=== WHAT THE TASK REQUIRES ===
In the material below, find each line holding the string "preflight" and copy it.

=== INPUT DATA ===

PR #716, opened 2026-06-03
Add dev preflight new-surface guard

JKHeadley:
## Summary

Adds `instar dev:preflight`, a verify-only contributor guard that:

- runs `pnpm lint`
- runs `npx vitest run tests/unit/capabilities-discoverability.test.ts tests/unit/CapabilityIndex.test.ts`
- scans added diff lines for new Express route prefixes and warns when a prefix is absent from `CAPABILITY_INDEX`
- prints the Tier-2 ship-gate checklist reminder

The route-prefix scan is advisory only. The command exits nonzero only for lint or discoverability/CapabilityIndex test failure, and it never mutates source or edits CapabilityIndex.

## Notes

- Adds `diff` to `SafeGitExecutor`'s explicit `sourceTreeReadOk` read-tier set so the preflight can inspect the current Instar checkout through the safe git funnel.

=== FINISHED EXERCISE ===
Add dev preflight new-surface guard
Adds `instar dev:preflight`, a verify-only contributor guard that:
- Adds `diff` to `SafeGitExecutor`'s explicit `sourceTreeReadOk` read-tier set so the preflight can inspect the current Instar checkout through the safe git funnel.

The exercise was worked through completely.